Breadth should be read as a leading indicator.

Lowry’s Operating Companies Only AD line has made a new all time high on the 12th of February. This is a strong bullish signal and supports the main Elliott wave count.

Large caps all time high: 3,950.43 on February 16, 2021.

Mid caps all time high: 2,581.02 on February 24, 2021.

Small caps all time high: 1,352.27 on March 9, 2021.

Last week price has moved lower, but the AD line has moved lower.
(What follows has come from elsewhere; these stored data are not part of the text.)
PR #1590, opened 2026-07-28
fix(substrait): convert nanosecond timestamp literals

fallintoplace:
## Summary

Convert Iceberg nanosecond timestamp literals to Substrait precision-timestamp literals.

## Why

Schema conversion supported timestamp_ns and timestamptz_ns, but expression conversion had no matching literal case and panicked for predicates containing them.

## What changed

Both timestamp variants now preserve their timezone distinction and raw nanosecond value. Equality, pre-epoch, IN, and NOT IN cases are covered.

## Tests

- go test ./table/substrait

### DIFF
--- a/table/substrait/substrait.go
+++ b/table/substrait/substrait.go
@@ -318,6 +318,16 @@ func toSubstraitLiteral(typ iceberg.Type, lit iceberg.Literal) expr.Literal {
 		}
 
 		return toPrimitiveSubstraitLiteral(types.Timestamp(lit))
+	case iceberg.TimestampNsLiteral:
+		if typ.Equals(iceberg.PrimitiveTypes.TimestampTzNs) {
+			return expr.NewPrecisionTimestampTzLiteral(
+				int64(lit), types.PrecisionNanoSeconds, types.NullabilityRequired,
+			)
+		}
+
+		return expr.NewPrecisionTimestampLiteral(
+			int64(lit), types.PrecisionNanoSeconds, types.NullabilityRequired,
+		)
 	case iceberg.DateLiteral:
 		return toPrimitiveSubstraitLiteral(types.Date(lit))
 	case iceberg.TimeLiteral:
--- a/table/substrait/substrait.go
+++ b/table/substrait/substrait.go
@@ -21,6 +21,7 @@ import (
 	_ "embed"
 	"encoding/binary"
 	"fmt"
+	"sort"
 	"strings"
 	"unsafe"
 
@@ -348,6 +349,10 @@ func toSubstraitLiteralSet(typ iceberg.Type, lits []iceberg.Literal) expr.ListLi
 	if len(lits) == 0 {
 		return nil
 	}
+
+	sort.Slice(lits, func(i, j int) bool {
+		return lits[i].String() < lits[j].String()
+	})
 
 	out := make([]expr.Literal, len(lits))
 	for i, l := range lits {
--- a/table/substrait/substrait_test.go
+++ b/table/substrait/substrait_test.go
@@ -142,6 +142,7 @@ func TestNanosecondTimestampLiterals(t *testing.T) {
 		name       string
 		fieldType  iceberg.Type
 		predicate  iceberg.BooleanExpression
+		wantExpr   string
 		wantValues []string
 		wantType   string
 	}{
@@ -149,6 +150,7 @@ func TestNanosecondTimestampLiterals(t *testing.T) {
 			name:       "timestamp equality",
 			fieldType:  iceberg.PrimitiveTypes.TimestampNs,
 			predicate:  iceberg.EqualTo(iceberg.Reference("ts"), iceberg.TimestampNano(123456789)),
+			wantExpr:   "equal(.field(0) => precision_timestamp?<9>, precision_timestamp<9>(1970-01-01 00:00:00.123456789)) => boolean?",
 			wantValues: []string{"1970-01-01 00:00:00.123456789"},
 			wantType:   "precision_timestamp<9>",
 		},
@@ -156,6 +158,7 @@ func TestNanosecondTimestampLiterals(t *testing.T) {
 			name:       "timestamp with timezone equality before epoch",
 			fieldType:  iceberg.PrimitiveTypes.TimestampTzNs,
 			predicate:  iceberg.EqualTo(iceberg.Reference("ts"), iceberg.TimestampNano(-123456789)),
+			wantExpr:   "equal(.field(0) => precision_timestamp_tz?<9>, precision_timestamp_tz<9>(1969-12-31T23:59:59.876543211Z)) => boolean?",
 			wantValues: []string{"1969-12-31T23:59:59.876543211Z"},
 			wantType:   "precision_timestamp_tz<9>",
 		},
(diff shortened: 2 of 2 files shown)


table/substrait/substrait.go
```diff
@@ -318,6 +319,21 @@ func toSubstraitLiteral(typ iceberg.Type, lit iceberg.Literal) expr.Literal {
...
+			result expr.Literal
+			err    error
+		)
+		if typ.Equals(iceberg.PrimitiveTypes.TimestampTzNs) {
+			result, err = literal.NewPrecisionTimestampTz(types.PrecisionNanoSeconds, int64(lit), false)
+		} else {
+			result, err = literal.NewPrecisionTimestamp(types.PrecisionNanoSeconds, int64(lit), false)
+		}
+		if err != nil {
+			panic(err)
```
tanmayrauth: panic(err) here turns a library error into a process-crashing panic, whereas the enclosing ConvertExpr/VisitExpr both return error — so on the one path that could fail, a caller of the public ConvertExpr gets a panic instead of an err. It's effectively unreachable since PrecisionNanoSeconds is a valid constant and NewPrecisionTimestamp won't error on it, and it matches the existing panic style in this file (default case, getRef), so this is just a consistency note rather than a fix I'd block on — surfacing it in case you'd rather thread the error out to match the function's contract.

tanmayrauth (commented):
Looks correct — the ns literal representation lines up with the PrecisionTimestamp type the schema side already emits, and the pre-epoch case renders right. One tiny consistency note inline.

table/substrait/substrait_test.go
```diff
@@ -137,6 +137,60 @@ func TestExprs(t *testing.T) {
...
+	for _, tt := range tests {
+		t.Run(tt.name, func(t *testing.T) {
+			sc := iceberg.NewSchema(1, iceberg.NestedField{ID: 1, Name: "ts", Type: tt.fieldType})
+			bound, err := iceberg.BindExpr(sc, tt.predicate, true)
+			require.NoError(t, err)
+
+			_, converted, err := substrait.ConvertExpr(sc, bound, true)
+			require.NoError(t, err)
+			for _, value := range tt.wantValues {
+				assert.Contains(t, converted.String(), value)
```
laskoviymishka: `assert.Contains` here is doing less than it looks — a wrong literal whose rendering happened to contain this substring would still pass, and the assertion goes quietly vacuous if substrait-go ever changes how it formats `PrecisionTimestampLiteral`. `TestExprs` right above uses `assert.Equal` on the full expression string; I'd match that here so the regression test actually pins the value. wdyt?

table/substrait/substrait.go
```diff
@@ -318,6 +318,16 @@ func toSubstraitLiteral(typ iceberg.Type, lit iceberg.Literal) expr.Literal {
 		}
 
 		return toPrimitiveSubstraitLiteral(types.Timestamp(lit))
+	case iceberg.TimestampNsLiteral:
+		if typ.Equals(iceberg.PrimitiveTypes.TimestampTzNs) {
```
laskoviymishka, line 323: This `err` can't actually be non-nil — `literal.NewPrecisionTimestamp[Tz]` only fails on an unknown precision, and we hand it the `PrecisionNanoSeconds` constant — so the panic is guarding a dead path. `expr.NewPrecisionTimestampLiteral` / `NewPrecisionTimestampTzLiteral` are already in scope and don't return an error, which lets this arm drop the var block and mirror the two-line `TimestampLiteral` case above:

```go
case iceberg.TimestampNsLiteral:
	if typ.Equals(iceberg.PrimitiveTypes.TimestampTzNs) {
		return expr.NewPrecisionTimestampTzLiteral(int64(lit), types.PrecisionNanoSeconds, types.NullabilityRequired)
	}

	return expr.NewPrecisionTimestampLiteral(int64(lit), types.PrecisionNanoSeconds, types.NullabilityRequired)
```

table/substrait/substrait_test.go
```diff
@@ -137,6 +137,60 @@ func TestExprs(t *testing.T) {
 	}
 }
 
+func TestNanosecondTimestampLiterals(t *testing.T) {
```
laskoviymishka, line 140: The original panic hit every predicate carrying a ns literal, including range comparisons — but the cases here only cover equality and in/not-in. A single `GreaterThan`/`LessThan` case per ns type would lock the comparison path that was also broken. Not blocking, just cheap insurance while we're here.

laskoviymishka (approved):
Nice catch! This closes the `toSubstraitLiteral` panic for ns timestamp literals, and the encoding looks right to me: raw ns-since-epoch through at precision 9, tz vs non-tz dispatched on the bound column type. Happy to see it.

Two things I'd tidy before merge, neither a blocker. The one I'd genuinely like fixed is the test: `assert.Contains(converted.String(), ...)` will still pass on a wrong value as long as the substring shows up, and it goes quietly vacuous if substrait-go ever changes its string formatting. `TestExprs` just above uses `assert.Equal` on the full expression string — I'd match that here so the test actually locks the value.

The other is smaller: the `panic(err)` guards an error that can't fire (`NewPrecisionTimestamp[Tz]` only errors on an unknown precision, and we pass a constant), so the var-block-plus-panic can collapse to the two-line shape the µs case uses. Left a suggestion inline.

Once the test's tightened I'm happy to merge.

table/substrait/substrait_test.go
```diff
@@ -137,6 +137,80 @@ func TestExprs(t *testing.T) {
...
+			sc := iceberg.NewSchema(1, iceberg.NestedField{ID: 1, Name: "ts", Type: tt.fieldType})
+			bound, err := iceberg.BindExpr(sc, tt.predicate, true)
+			require.NoError(t, err)
+
+			_, converted, err := substrait.ConvertExpr(sc, bound, true)
+			require.NoError(t, err)
+			if tt.wantExpr != "" {
+				assert.Equal(t, tt.wantExpr, converted.String())
+			}
+			for _, value := range tt.wantValues {
```
zeroshade: Non-blocking: for the IN and NOT IN cases, `Contains` can pass when one literal is wrong and becomes vacuous if rendering changes. Consider giving those cases complete `wantExpr` values and asserting `Equal`, as the tests directly above do; these are the two cases that specifically exercise `toSubstraitLiteralSet`.

table/substrait/substrait_test.go
```diff
@@ -137,6 +137,80 @@ func TestExprs(t *testing.T) {
 	}
 }
 
+func TestNanosecondTimestampLiterals(t *testing.T) {
```
zeroshade, line 140: Worth a follow-up: boundary cases for `MinInt64`/`MaxInt64`, a cross-precision `TimestampNsLiteral.To(...)` case that pins ns-to-us truncation direction, and one execution round-trip would complement the current rendered-string coverage.

zeroshade (commented):
This change is correct: I verified the precision path end to end. The `int64` nanoseconds pass through unmodified with `PrecisionNanoSeconds`; substrait-go v8.1.1 stores the value verbatim with no unit conversion, the timezone dispatch matches the existing microsecond path, and Arrow materializes both precision timestamp forms through `scalar.NewTimestampScalar`.

The main non-blocking test nit is the IN/NOT IN coverage: those are precisely the cases exercising `toSubstraitLiteralSet`, but they do not set `wantExpr` and therefore never use the exact equality assertion used by `TestExprs` directly above. Consider tightening those two cases as noted inline; the implementation itself looks sound.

This divergence is bullish for the short term.

DAILY CHART

AD Line daily 2021
Click chart to enlarge. Chart courtesy of StockCharts.com. So that colour blind members are included, bearish signals will be noted with blue and bullish signals with yellow.

Today both price and the AD line have moved higher. The AD line has made a new short-term high above the prior swing high of 1st of March, but price has not. This divergence is bullish and supports the main hourly Elliott wave count.

Today small caps have made a new all time high. This rise is led by small caps, and this occurs commonly in the early stages of a bull market, so it is a bullish signal.

VOLATILITY – INVERTED VIX CHART

WEEKLY CHART

VIX Weekly 2020
Click chart to enlarge. Chart courtesy of StockCharts.com. So that colour blind members are included, bearish signals will be noted with blue and bullish signals with yellow.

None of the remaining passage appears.